I’ve been thinking a lot about brand abandonment lately. My next series of thoughts immediately go to how creating and maintaining a brand-based corporate culture can help businesses avoid brand abandonment, and help recruit and retain the very best talent.
I will refer way back yonder back to my post on building culture, which requires a company to establish several modes of interaction with employees, job seekers and customers. These modes of interaction – transactional, transformational and tacit – build trust with employees and candidates, enable competitive advantage, and may even facilitate the establishment of a social community within a larger organization.

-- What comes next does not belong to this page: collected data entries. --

PR #186, opened 2020-11-21
Fix quiver streamplot bug

aperezhortal:
Fix bug in quiver and streamplot functions that modified the motion vector input for some situations.


dnerini (approved):
Thanks @aperezhortal for fixing this!  
Also, very well done by including a specific check in the tests.

This looks good to me to go.

PR #190, opened 2020-12-02
Run latest version of black and code cleaning

aperezhortal:
Run the latest version of black (20.8b1) on the entire code. 

After this PR is merged, running the same version of black for the other PR will help to minimize the file differences. 

[Update] 
Tuples, lists, or function arguments ending with a "," are reformatted by black to present one argument by line, even if the line length is less than 88. 
Removing the ending "," keeps everything in one line if it is less than 88 characters.

For example, before black:
```python
(b, 2.0, False, np.array([[0.0, 0.0, 1.0], [1.0, 1.0, 1.0], [1.0, 1.0, 1.0]]),)),    
```
After black
```python
(
     b,
     2.0,
     False,
     np.array([[0.0, 0.0, 1.0], [1.0, 1.0, 1.0], [1.0, 1.0, 1.0]]),
),
```
These, and other, cases will be addressed manually after #178 and #191 are merged to avoid any conflicts.

### Checklist

- [x] PR #178 merged
- [x] PR #191 merged
- [x] Run black
- [x] Add utf-8 encoding at the top of each source file
- [x] Remove unused variables and imports
- [x] Remove some empty lines in the docstrings (end of docstrings, after each parameter description)
- [x] Fix ` : ` in all docstrings


dnerini:
Additionally, we should use this PR to correct the formatting of the variable specification in all docstrings:
 it's `variable: type` instead of  `variabe : type`.

The blank space before the colon renders documentation in the wrong way.
For example, the docstrings in anvil.py

```
    Parameters
    ----------
    vil : array_like
        Array of shape (ar_order+2,m,n) containing the input fields ordered by
        timestamp from oldest to newest. The inputs are expected to contain VIL
        or rain rate. The time steps between the inputs are assumed to be regular.
```
renders the in the following way:

> Parameters
>     `vilarray_like`
>         Array of shape (ar_order+2,m,n) containing the input fields ordered by timestamp from oldest to newest. The inputs are expected to contain VIL or rain rate. The time steps between the inputs are assumed to be regular.

The same problem appears pretty much everywhere. I wonder why we didn't notice before, maybe it's linked to a new version in Sphinx or something.

aperezhortal:
While I was working on this PR, I found some inconsistencies between the latest black version that I have installed, and the one used by the pre-commit hooks. Previously, we have been using a mutable tag to define the version to installed by the pre-commit hook (`stable` revision). This is actually not recommended in the pre-commit hook documentation:

> pre-commit assumes that the value of rev is an immutable ref (such as a tag or SHA) and will cache based on that. Using a branch name (or HEAD) for the value of rev is not supported and will only represent the state of that mutable ref at the time of hook installation (and will NOT update automatically).

Also, it seems that the `stable` branch in the black repository is behind the latest release in PyPi. 

Hence, this PR also updates the pre-commit hook configuration to the latest black release (rev: `20.8b1`).  The black version (and the configuration file) used by the pre-commit hook can be updated periodically by running: `pre-commit autoupdate`
The latter step is also added to the developers' guidelines.

dnerini (approved):
Looks all good to me! Thanks a lot for going through all these somewhat tedious but important changes!!

PR #202, opened 2021-01-07
Test steps netcdf exporter

### LINKED ISSUE #200: netCDF exporter does not contain any time steps
I may have a potential issue:
I have a test script for pysteps to make ensemble nowcasts, just to check whether everything works fine. It saves the nowcasts in a netcdf, but the netcdf does not contain any timesteps in the rainfall data when using pysteps 1.4. It seems that this is caused by the changes in ./nowcasts/steps.py. If I use steps.py from version 1.3, the script works fine and the output netcdf contains two timesteps with the ensemble nowcast in it. I can't figure out why. Perhaps my script is just outdated, but maybe it is an actual bug. I have put the script in the comment below, it uses the KNMI data from the pysteps data repository, so it should be relatively easy to run.

dnerini:
Closes #200 by including a specific test for the use of a callback function to export a STEPS forecast to netcdf.

Additionally, 42c44d5 fixes a bug introduced by cf34300 which caused an error when a callback was passed with `return_output=True`. 

- [x] @pulkkins, can you quickly have a look at 42c44d5 ? 
- [x] @RubenImhoff can you verify that the test would have caught the issue described in #200?

### DIFF
--- a/.github/workflows/test_pysteps.yml
+++ b/.github/workflows/test_pysteps.yml
@@ -62,8 +62,7 @@ jobs:
         run: |
           brew update-reset
           brew update
-          brew install gcc@9
-          gcc-9 --version
+          gcc-9 --version || brew install gcc@9
           pip install .
 
       - name: Install pygrib (not win)
--- a/pysteps/nowcasts/steps.py
+++ b/pysteps/nowcasts/steps.py
@@ -810,11 +810,12 @@ def forecast(
             R_f_stacked = np.stack(R_f_)
             if R_f_stacked.shape[1] > 0:
                 callback(R_f_stacked.squeeze())
-            R_f_ = None
 
         if return_output:
             for j in range(n_ens_members):
                 R_f[j].extend(R_f_[j])
+
+        R_f_ = None
 
     if measure_time:
         mainloop_time = time.time() - starttime_mainloop
--- a/pysteps/tests/test_nowcasts_steps.py
+++ b/pysteps/tests/test_nowcasts_steps.py
@@ -154,7 +154,9 @@ def test_steps_callback(tmp_path):
     assert precip_netcdf.shape[2:] == field_shape, "Wrong field shape"
 
     # assert that the saved output is the same as the original output
-    assert np.allclose(precip_netcdf, precip_output, equal_nan=True), "Wrong output values"
+    assert np.allclose(
+        precip_netcdf, precip_output, equal_nan=True
+    ), "Wrong output values"
 
     # assert that leadtimes and timestamps are as expected
     td = timedelta(minutes=timestep)
--- a/pysteps/tests/test_nowcasts_steps.py
+++ b/pysteps/tests/test_nowcasts_steps.py
@@ -111,7 +111,7 @@ def test_steps_callback(tmp_path):
     motion_field = np.zeros((2, *field_shape))
 
     exporter = io.initialize_forecast_exporter_netcdf(
-        outpath=tmp_path,
+        outpath=tmp_path.as_posix(),
         outfnprefix="test_steps",
         startdate=startdate,
         timestep=timestep,
@@ -125,7 +125,7 @@ def test_steps_callback(tmp_path):
     def callback(array):
         return io.export_forecast_dataset(array, exporter)
 
-    out = nowcasts.get_method("steps")(
+    precip_output = nowcasts.get_method("steps")(
         precip_input,
         motion_field,
         timesteps=n_timesteps,
@@ -134,6 +134,7 @@ def test_steps_callback(tmp_path):
         timestep=timestep,
         seed=42,
         n_ens_members=n_ens_members,
+        vel_pert_method=None,
         callback=callback,
         return_output=True,
     )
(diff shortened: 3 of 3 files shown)


dnerini:
Tests are currently failing for python 3.8 because of an AttributeError in `decorators.py`:72:

```
    @wraps(importer)
    def _import_with_postprocessing(*args, **kwargs):
    
        precip, *other_args = importer(*args, **kwargs)
    
        _dtype = kwargs.get("dtype", dtype)
    
        accepted_precisions = ["float32", "float64", "single", "double"]
        if _dtype not in accepted_precisions:
            raise ValueError(
                "The selected precision does not correspond to a valid value."
                "The accepted values are: " + str(accepted_precisions)
            )
    
        if isinstance(precip, np.ma.MaskedArray):
            invalid_mask = np.ma.getmaskarray(precip)
            precip.data[invalid_mask] = fillna
        else:
            # If plain numpy arrays are used, the importers should indicate
            # the invalid values with np.nan.
            _fillna = kwargs.get("fillna", fillna)
            if _fillna is not np.nan:
                mask = ~np.isfinite(precip)
                precip[mask] = _fillna
    
>       return (precip.astype(_dtype),) + tuple(other_args)
E       AttributeError: 'NoneType' object has no attribute 'astype'

/usr/share/miniconda/envs/test-environment/lib/python3.8/site-packages/pysteps/decorators.py:72: AttributeError
```

@aperezhortal do you have any hint on this?

aperezhortal:
I was able to reproduce the error in python 3.8. It seems to be originated in the `import_netcdf_pysteps` importer, on line 206:  `metadata["threshold"] = np.nanmin(precip[precip > np.nanmin(precip)])`. The `precip` variable has all NaN values, producing the following error:

```There was an error processing the file zero-size array to reduction operation fmin which has no identity"```

In case of failure, by default, the `import_netcdf_pysteps` catches the error, print a warning, and returns `None, None, None`. The first returned None value produced the error on the  `_import_with_postprocessing` decorator since it expects an array for the precipitation field.

Though, I still couldn't find why this error is only raised in python 3.8 and not in 3.6.

I'll dig a little bit more into it.

**Comment by RubenImhoff** [comment]
Nice work! I'll try to take a look at it today. :)

**Review by RubenImhoff — APPROVED** [review]
Great work, @dnerini! This tester would find the issue in the future.

**Comment by dnerini** [comment]
> I was able to reproduce the error in python 3.8. It seems to be originated in the `import_netcdf_pysteps` importer, on line 206: `metadata["threshold"] = np.nanmin(precip[precip > np.nanmin(precip)])`. The `precip` variable has all NaN values, producing the following error:
> 
> `There was an error processing the file zero-size array to reduction operation fmin which has no identity"`
> 
> In case of failure, by default, the `import_netcdf_pysteps` catches the error, print a warning, and returns `None, None, None`. The first returned None value produced the error on the `_import_with_postprocessing` decorator since it expects an array for the precipitation field.
> 
> Though, I still couldn't find why this error is only raised in python 3.8 and not in 3.6.
> 
> I'll dig a little bit more into it.

Thanks Andres for having a look. Unfortunatly I can't manage to reproduce the error in my 3.8 environment. Can you please share the steps you used?

**Comment by aperezhortal** [comment]
These are the steps I followed:
```
conda create -n test_py38 python=3.8

conda activate test_py38

conda install cython numpy jsmin jsonschema matplotlib netCDF4 opencv pillow pyproj pygrib scipy dask pyfftw cartopy h5py PyWavelets pandas scikit-image pytest pytest-cov

pip install git+https://github.com/pySTEPS/pysteps.git@test-netcdf-exporter
```
Then, from from the tests directory:
```
pytest test_nowcasts_steps.py
```

The error seems to related to the new version of scipy (1.6.0) that introduced some improvements to `scipy.ndimage` (see [here](https://github.com/scipy/scipy/releases/tag/v1.6.0)). If scipy is downgraded to v1.4 (used for the python 3.6 env in conda), the tests pass.

dnerini:
Thanks @aperezhortal for the help, I was able to reproduce the error by following your steps.

This looks a bit complicated and probably deserves a separate issue. For the moment I was able to avoid the error by setting `vel_pert_method=None` instead of the default `vel_pert_method="bps"` when calling the `nowcasts.steps` (see ef6288f). From what I understand, the AttributeError mentioned above is caused by 

1. output of `steps.forecast` being all NaNs (this is what @aperezhortal noticed in the first place) with scipy>=1.6.
2. which is caused by the call to `extrapolator_method(R_f_ip, V_pert, [t_diff_prev], **extrap_kwargs_)` (L#757 of steps.py) (Note that this is calling `semilagrangian.extrapolate` )
3. which caused by the variable `V_pert` being all NaNs
4. which is returned by `generate_vel_noise(vps[j], t_total[j] * timestep)` (L#754 in steps.py)
5. which is caused by lines `N = linalg.norm(V, axis=0)` and `V_n = V / np.stack([N, N])` (L#127-128 in noise/motion.py) when variable `V` is all zeros (as in my test case, since I set the motion field to zero).

Worth noticing that with scipy<1.6, step 2 seems to return a field of finite values instead, which doesn't trigger the final AttributeError. I need to look into this a bit more, but it seems that the behavior of `semilagrangian.extrapolate` with respect to input NaNs changed. Maybe related to [recent changes](https://github.com/scipy/scipy/releases/tag/v1.6.0) in `map_coordinates`? @pulkkins

pulkkins (approved):

PR #60, opened 2014-12-31
chore(build): Improved performance of watch and build tasks

nchapman:
Watch is now configured to call specific tasks when certain files change. This will be more work to maintain but the performance should be much better as the project grows. The `requirejs` task now has `development` and `production` targets to improve performance when using `grunt serve`.

@6a68 @pdehaan r?

### DIFF
--- a/README.md
+++ b/README.md
@@ -34,7 +34,7 @@ To fetch dependencies and get cooking:
 | Name | Description |
 |------|-------------|
 | `autoprefixer` | Adds vendor prefixes to CSS files based on <http://caniuse.com> statistics.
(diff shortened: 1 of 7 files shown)


pdehaan:
Looks solid to me. Does a `grunt requirejs`, `grunt requirejs:development`, and `grunt requirejs:production` successfully.

Invalid targets (such as `grunt requirejs:dev`) blow up, as expected:
```
$ grunt requirejs:dev

Running "requirejs:dev" (requirejs) task
Verifying property requirejs.dev exists in config...ERROR
>> Unable to process task.
Warning: Required config property "requirejs.dev" missing. Use --force to continue.

Aborted due to warnings.
```

PR #63, opened 2015-01-03
fix: Updating the copyright year and adding repo link

### LINKED ISSUE #62: Another year, another copyright update
In [/app/index.html](https://github.com/mozilla/chronicle/blob/master/app/index.html) we're hardcoding "2014".

Not sure if we want to just do a quick PR update every year to bump the year manually, or if we inject the year value via JavaScript.

pdehaan:
Also added a missing `</div>` so that we pass a basic HTML lint.

Fixes #62

### DIFF
--- a/app/index.html
+++ b/app/index.html
@@ -23,8 +23,9 @@
     </div>
     <div id="bottom-bar">
       <div class="container">
-        <p class="l-text-center">&copy; 2014 &bull; Mozilla</p>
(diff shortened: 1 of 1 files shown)


pdehaan:
r? @nchapman @6a68 

The footer link is kinda "default" looking, but maybe we can beg the talented Mr @johngruen to help us with some link styling in a future PR.

PR #66, opened 2015-01-05
chore(build): Changing the default build directory to be public/ instead of dist/

### LINKED ISSUE #67: Change default config to output to a public/ directory instead of using dist/
(so says @nchapman, so shall it be done)

pdehaan:
Note that I tweaked the _config/local.json.example_ template, so you'll need to manually tweak your _config/local.json_ config files to match (if you want to see the magic files output to "public/" or somewhere custom).

r? @nchapman @6a68 

Fixes #67


grunttasks/autoprefixer.js
```diff
@@ -5,10 +5,14 @@
 module.exports = function (grunt) {
   'use strict';
 
+  var config = require('../server/config');
+
+  var staticPath = config.get('server.staticPath');
```
nchapman: It'd be nice if the config options we cared about were loaded and attached to the `grunt` object so that each task didn't have to worry about loading the config. What do you think?

nchapman:
We should remove `dist` from the main `.gitignore` and add `*` to the new `public/.gitignore`.

pdehaan:
@nchapman Better like this?

nchapman:
@pdehaan looking good! Was the `app/images/loads-logo.png` meant to be in this last commit?

pdehaan:
No, @nchapman, no it was not. Fixing now.

:sigh:

PR #70, opened 2015-01-06
chore(build): Updating a couple dependencies and removing jshint devDep

pdehaan:
Fixed a couple outdated dependencies and removed an odd "jshint" dependency (odd because that should be included via grunt-contrib-jshint anyways).

We should still have about 2 outdated modules (`mozlog` and `mysql`, both with patch level version bumps -- not that we really care right now):

```
$ npm run outdated

> mozilla-chronicle@0.1.0 outdated /Users/pdehaan/dev/github/chronicle
> npm outdated --depth 0

Package  Current  Wanted  Latest  Location
mozlog     1.0.0   1.0.0   1.0.1  mozlog
mysql      2.5.3   2.5.3   2.5.4  mysql
```

### DIFF
--- a/npm-shrinkwrap.json
+++ b/npm-shrinkwrap.json
@@ -4,42 +4,42 @@
   "dependencies": {
     "bell": {
       "version": "2.0.0",
-      "from": "https://registry.npmjs.org/bell/-/bell-2.0.0.tgz",
+      "from": "bell@2.0.0",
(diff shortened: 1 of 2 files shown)


nchapman:
Any reason not to bump the other two?

nchapman:
Merging this one. Let's do a follow up to update those other two packages. Doesn't seem like anything critical.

A company that sees the benefits of building a brand-based corporate culture has a very distinct advantage in the hiring marketplace. Say you are running a small business. How do you attract talent? By creating a strong, desirable culture brand. A recent post at the Wall Street Journal speaks to the steps a small company might take to attract talent: communicate your success, share your excitement about the business’s potential, make a point of linking that potential to the applicant’s interests. Link corporate culture and brand with your people and the magic really starts.
Think you can’t compete on benefits and salary? Remember that your brand and culture are your biggest attractions. As Tim Hackett writes at MonsterThinking, most candidates want to work for a brand they admire. People love Nike because it’s cool, IBM because it’s a leader, Google because it’s an innovator. We can’t all work at those places, but we can observe their brands and cultures, and learn. Be your brand, treat people well, and don’t waiver or abandon your position.
Treating people well and running an ethical business is the secret sauce for really good brands. Bill Taylor says brand is culture, and culture is brand in a recent article at Harvard Business Review. When there’s a tight link between the two forces, customers will know, employees will know, job seekers will know. No risk of brand abandonment in this scenario: it’s baked right into the workplace culture as a foundation.
As the economy rebounds, employees may become restive. Job seekers may start flooding well-known brands with resumes in the hopes that finally someone will open the envelope, click on the email, or even a tweet. Your best defense, as an employer, is to have culture and brand in place. Be irresistible to your employees. Be desirable to candidates. Be your brand, revel in your culture, and never abandon either. The price is just too high.